Takatsu F, Nagaya T
Jpn Heart J. 1983 Sep;24(5):747-55. doi: 10.1536/ihj.24.747.
A 61-year-old man with variant angina underwent bypass surgery to the left anterior descending artery (LAD) which had a 90% narrowing in the proximal segment. The postoperative course was favorable, but 6 months after surgery, the calcium antagonist, diltiazem, with which the patient had been continuously treated since surgery, was stopped because of hepatitis. Immediately after discontinuation of the calcium antagonist, the patient had an acute anterior myocardial infarction. An angiogram demonstrated a patent graft and an anteroapical infarction.
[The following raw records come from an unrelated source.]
PR #22172, opened 2024-10-11
SDL2_mixer: Do not link to LGPL library

sharkwouter:
I'd like to statically link the binary for my game, but I cannot do so if SDL2_mixer relies on libmpg123, since it is LGPL licensed and my software is not GPL licensed. Luckily SDL2_mixer supports using the single header library called minimp3 now, which is included in the SDL2_mixer repo. Building with it works perfectly for PSP and Vita, so I'm assuming it should work just fine for Windows as well.

I've marked this one as draft, because I'm not 100% sure how I'll test this yet. I just wanted to have it up in case someone spots a clear error in my work here. I'll update once I've tested this.

### DIFF
--- a/mingw-w64-SDL2_mixer/PKGBUILD
+++ b/mingw-w64-SDL2_mixer/PKGBUILD
@@ -4,7 +4,7 @@ _realname=SDL2_mixer
 pkgbase=mingw-w64-${_realname}
 pkgname="${MINGW_PACKAGE_PREFIX}-${_realname}"
 pkgver=2.8.0
-pkgrel=1
+pkgrel=2
 pkgdesc="A simple multi-channel audio mixer (Version 2) (mingw-w64)"
 arch=('any')
 mingw_arch=('mingw32' 'mingw64' 'ucrt64' 'clang64' 'clangarm64')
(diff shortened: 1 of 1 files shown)


MehdiChinoune:
Sorry, but we don't do that here.
If you GPL/LGPL free libraries just them yourself.

sharkwouter:
But why? This does not change the functionality of SDL2_Mixer at all.

Biswa96:
The reason for this pull request does not sound like msys2's issue. Many Linux distributions links sdl2-mixer package with mpg123 library.

* Chimera Linux https://github.com/chimera-linux/cports/blob/master/main/sdl_mixer/template.py
* Fedora https://src.fedoraproject.org/rpms/SDL2_mixer/blob/rawhide/f/SDL2_mixer.spec
* Arch Linux https://gitlab.archlinux.org/archlinux/packaging/packages/sdl2_mixer/-/blob/main/PKGBUILD?ref_type=heads
* Alpine Linux https://gitlab.alpinelinux.org/alpine/aports/-/blob/master/community/sdl2_mixer/APKBUILD

sharkwouter:
I would say Linux is a special case, though. Generally, you'll want to ship binaries that are not statically linked to Linux users, because they are one of the few user groups you can ask to install libraries. For Window you will either have to statically link, or manually add all the library DLLs to your release.

In the end this PR shows one of the ways I can make it so my non-GPL project can be statically linked, so let me know if I'm pushing too much. I really do think this could also benefit other users, though.

PR #22178, opened 2024-10-12
minidump-rustwalk: update to 0.22.2

ognevny:
what about packaging more utilities from rust-minidump?


ognevny:
oopsie, stackwalk* xD

PR #22180, opened 2024-10-12
cmake: remove _bootstrap

ognevny:
cmake-bootstrap is now used for such purpose, so no need to keep "dead code" in general cmake package


lazka:
lgtm

PR #22182, opened 2024-10-12
libjpeg-turbo: Include LICENSE.md in package

sharkwouter:
I was compiling the list of licenses I'm using for a project I'm working on and found that the license file was missing from the libjpeg-turbo package. This PR adds it in.


ognevny:
thanks

PR #22192, opened 2024-10-14
Add OpenH264 option for ffmpeg

johnathan-becker:
This MR adds the ability to use openh264 from Cisco instead of libx264. OpenH264 does not require a commercial license so it can be a good option if you do not have a H264 license.


lazka:
What is the H264 license?

johnathan-becker:
> What is the H264 license?
> 
> Looking around I see that the openh264 encode is worse than the x264 one, so there has to be a good reason to switch.

This Merge Request proposes to retain libx264 as the default encoder while offering users the option to build and package FFmpeg with openh264 as an alternative.

libx264 is licensed under the GNU General Public License (GPL) version 2.0 or later, which imposes certain restrictions, especially for commercial applications. The GPL is a copyleft license, meaning any application that distributes libx264 must also be licensed under the GPL. This requires making the source code available and allowing users to modify and redistribute the entire application under the same terms. For companies developing proprietary or paid software, complying with the GPL's copyleft requirements is often not feasible.

As a result, openh264 is offered as an alternative, since it is licensed under a more permissive license (BSD-style), which does not impose the same copyleft requirements. However, users must manually build and package FFmpeg with openh264 to ensure compliance with licensing terms.

Although openh264 may not provide the same level of encoding quality as libx264, its license makes it a more viable option for commercial software developers who need to avoid the obligations imposed by the GPL, while still including H.264 encoding functionality in their applications.

lazka:
I see, thanks, I assumed as much, but was confused because the GPL wasn't mentioned.

Regarding the GPL this doesn't change much for ffmpeg, as there are more libraries in the dependency chain of ffmpeg that are GPL, like vid.stab, xvidcore, etc. Then there are also patents of certain things on top of that, in certain parts of the world.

The infarction is thought to have been caused by a severe, prolonged spasm of the LAD distal to the graft or diffuse spasm of the LAD throughout its entire length. Thus, after bypass surgery calcium antagonists should be given continuously to patients with variant forms of angina pectoris.
一名61岁的变异型心绞痛男性患者接受了左前降支(LAD)搭桥手术,该血管近端节段狭窄90%。术后恢复顺利,但术后6个月,患者自手术以来一直持续服用的钙拮抗剂地尔硫䓬因肝炎而停用。停用钙拮抗剂后不久,患者发生急性前壁心肌梗死。血管造影显示移植血管通畅,存在心尖前梗死。梗死被认为是由移植血管远端的LAD严重、持续性痉挛或LAD全长弥漫性痉挛所致。因此,对于变异型心绞痛患者,搭桥手术后应持续给予钙拮抗剂。